I believe the UX would change from the proposed design from the little I saw, how would you see the UX if we were to use pydantic here @randude?

ran-isenberg commented 4 years ago

Well, the user can either supply a json or a pydantic model. A pydantic model has advantages because you can define non json types like uuid, http url , datetimes, email addresses etc., and also define validator/root validators which offer logical validation of the relationships between the variables in the schema and not just the pure value check. So this is a big plus, that's why we used it. You can add custom values validation like aws region string, we used boto3 to validate it's a valid region input.

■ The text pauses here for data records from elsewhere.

PR #862, opened 2017-12-18
DDPB-1776 PDF bad/good balance content update

Biggsen:


jackgoodby:
Approved - self-merge when master becomes available

PR #873, opened 2018-01-05
Ddpb 1759 - PDF summary info in PDF for OPG

elvisciotti:


src/AppBundle/Resources/views/Report/Formatted/_report_summary.html.twig
```diff
@@ -0,0 +1,105 @@
...
+{% set transOptions = {
+    '%moreless%': report.totalsOffset < 0 ? "less" : "more",
+} %}
+
+<div class="section" id="report-summary">
+    <h2 class="section-heading">Report summary</h2>
+
+    {% if report.hasSection('actions') %}
+        {{ macros.answerYesNo({
+            question: 'Significant Decisions',
```
jackgoodby: Could / should we be using a translation file for content?

src/AppBundle/Entity/Report/Traits/ReportAssetTrait.php
```diff
@@ -53,6 +66,27 @@ public function getAssetsTotalValue()
         return $this->assetsTotalValue;
     }
 
+    /**
+     * @param string $type asset|cash|other
```
jackgoodby: property|cash|other

src/AppBundle/Entity/Report/Traits/ReportAssetTrait.php
```diff
@@ -9,6 +9,19 @@
 
 trait ReportAssetTrait
 {
+    /**
+     * Titles matching this will be included in the count for "Cash" in summary page
+     * Note: it relies on the translation (see report-assets.en.yml form.choices) for historical reasons
+     *
+     */
+    private static $cashAssetTitles = [
```
jackgoodby: Wouldn't work with non-english ;)

elvisciotti: the db only stores titles, due to the fact that types were added later. Fixing that would need a big data migration that was never prioritised. I'd say we do that next time we work on assets, that never changed for over 1 year

elvisciotti: it won't work if we rename the translation. I'll add a note into the translation file itself as a comment, so that we won't forget to update the code as well

src/AppBundle/Resources/views/Report/Formatted/_report_summary.html.twig
elvisciotti: everything under src/AppBundle/Resources/views/Report/Formatted is very little translated. Not sure we want to plan to refactor that as in the future we'll send the data directly to Sirius and the PDF will die at a certain point

PR #877, opened 2018-01-11
Ddpb 1792 tweaks

Biggsen:


src/AppBundle/Resources/views/Report/MoneyOut/step.html.twig
```diff
@@ -28,6 +28,8 @@
     {% if step == 2 %}
         {% if transaction.group == "fees" %}
             {{ groupString }}
+        {% elseif transaction.group == "major-purchases" %}
+            major purchase
```
elvisciotti: @Biggsen shouldn't that use {{ groupString }} (with a "lower" filter if need) ?

PR #892, opened 2018-01-29
Ddpb 1881 multiple download ui

Biggsen:


tests/behat/bootstrap/FileTrait.php
```diff
@@ -35,6 +35,19 @@ public function thePagecontentShouldBeZipContainingFilesChecksum(TableNode $tabl
...
 
+                case 'exactFileName+filesize':
+                    $expectedSize = $value;
+
+                    exec("unzip -l $tmpFile | grep -E \"{$file}\" ", $lines);
+                    if (empty($lines)) {
+                        throw new \RuntimeException("File matching $file not found in ZIP file");
+                    }
+                    $sizeBytes = array_shift(array_filter(explode(' ', $lines[0])));
+                    if ($sizeBytes <> $value) {
```
elvisciotti: minor: I guess ZIP files will always have the same size with the same files, but in a next PHP version they might change the ZIP file default compression and break this code. For PDF I've used a min size, see "@Then the :index email should contain a PDF of at least :minsizekb kb". Maybe something similar ?

slizzio: Ah I see, yes that makes sense. I was wondering what minSize was for

PR #903, opened 2018-02-12
Ddpb 1818 add user

slizzio:


src/AppBundle/Resources/views/Pa/Team/list.html.twig
```diff
@@ -16,7 +16,8 @@
 {% block pageContent %}
     {# Introduction text #}
     <p class="text">
-        {% if (app.user.roleName == 'ROLE_PA_NAMED' or app.user.roleName == 'ROLE_PA_ADMIN') %}
+        {% if ( app.user.roleName == 'ROLE_PA_NAMED' or app.user.roleName == 'ROLE_PA_ADMIN' or
```
elvisciotti: maybe we can use an User method here, is isGranted ?

tests/behat/features/deputy/06-static-pages/03-terms.feature
```diff
@@ -1,4 +1,4 @@
-Feature: Terßms and Conditions
```
elvisciotti: German version :)

PR #908, opened 2018-02-14
Ddpb 1888 ndr jms fix

elvisciotti:


src/AppBundle/Controller/AbstractController.php
```diff
@@ -81,6 +81,7 @@ public function getReportsIndexedById(Client $client, $groups = [])
     public function getReport($reportId, array $groups = [])
     {
         $groups[] = 'report';
+        $groups[] = 'report-client';
         $groups[] = 'client';
```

So I think that the user should be able to define pydantic schemas and then you can wrap the whole try/except with your decorator. I.e the input to the validator is a Pydantic class. You can also add support for SQS/SNS/eventbridge/DynamoDB stream messages where the original user message is wrapped inside an AWS event. I had to manually go and write the dynamoDB schema (and also maintain it), but if this utility can do this for me, that would be awesome. You can do this by making the model that you create like this: I think that the user will have to import the SQSEvent schema and inherit it class AWSEvent(BaseMode) .. [ has a message field which is the custom user data as a dict ] .. class UserSchema(BaseModel) ..

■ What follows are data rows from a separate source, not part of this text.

PR #258, opened 2022-08-24
refactor: migrated off babel-plugin-react-intl

BilalQamar95:
# Ticket
[120: Migrate off babel-plugin-react-intl in favor of babel-plugin-formatjs](https://github.com/openedx/frontend-wg/issues/120)

# What has changed
- Migrated to `babel-plugin-formatjs`

PR #286, opened 2022-12-21
fix: remove messagesDir for babel-react-intl 8

leangseu-edx:
The support for `messageDir` has been drop. https://github.com/formatjs/formatjs/commit/47ca556c1405eec7b7b2660275ae84a019112b2b

There should be a future plan use `babel-plugin-formatjs` instead because `babel-react-intl` has already been archived and moved.

### DIFF
--- a/config/babel-preserve-modules.config.js
+++ b/config/babel-preserve-modules.config.js
@@ -19,7 +19,6 @@ module.exports = {
         [
           'react-intl',
           {
-            messagesDir: './temp/babel-plugin-react-intl',
             moduleSourceName: '@edx/frontend-platform/i18n',
           },
         ],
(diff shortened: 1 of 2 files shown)


adamstankiewicz:
@leangseu-edx What is the consequence of removing `messagesDir`? How will our i18n process still function without it, if this is the only change?

For example, I believe the path given to `messagesDir` is referenced in frontend-app-learning's `Makefile` around defining the i18n-related `Make` targets ([source](https://github.com/openedx/frontend-app-learning/blob/080d31e93411a528bab76bb022058396d45135b4/Makefile#L8-L9)).

> There should be a future plan use babel-plugin-formatjs instead because babel-react-intl has already been archived and moved.

@leangseu-edx The migration from `babel-react-intl` to `babel-plugin-formatjs` is something we prioritized with FED-BOM and looks to still be in progress ([issue](https://github.com/openedx/frontend-wg/issues/120) and [PR](https://github.com/openedx/frontend-build/pull/258)).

class SQSUserSchema(AWSEvent) "message": UserSchema

Another parameter for validation would need to be if it's string or dict, pydantic handles both but you need to call different functions when validating.

Last thought - it would be awesome if AWS had some central repo for schemas where you can share schemas between teams and also look at the current AWS event schemas. I know that there's https://docs.aws.amazon.com/eventbridge/latest/userguide/eventbridge-schemas.html but that's too specific for eventbridge.

BTW, Let me know if you need some help with coding this ;)

heitorlessa commented 4 years ago

Thanks for clarifying @randude - And yes, if you could spare some time working a PR to POC this I'd love any help I can get -- I have to work on minor fixes for Logger on docs and autocomplete for PyCharm in the meantime, then I'll be back to this :)

I can totally see this being more helpful long-term - I have two thoughts I need to think more carefully so recording for posterity:

ran-isenberg commented 4 years ago

@heitorlessa It's me again. This is my work account. I'll see what I can do. Hopefully i'll have some good news very soon. Do you have any slack/skype account that i can ping for questions regarding the repo if i need?

heitorlessa commented 4 years ago

@risenberg-cyberark Awesome - I'm on AWS Developer Slack channel [Heitor Lessa (AWS], feel free to DM me. If you're not, DM me on Twitter and I can invite you to Slack

heitorlessa commented 4 years ago

the initial implementation of this RFC (Simple JSON Schema validator) has now been merged #153 - It'll be available in the next release 1.6.0

to-mc commented 4 years ago

Closing this issue as we've released the validator utility with 1.6.0. See RFC #147 for progress on integrating with pydantic.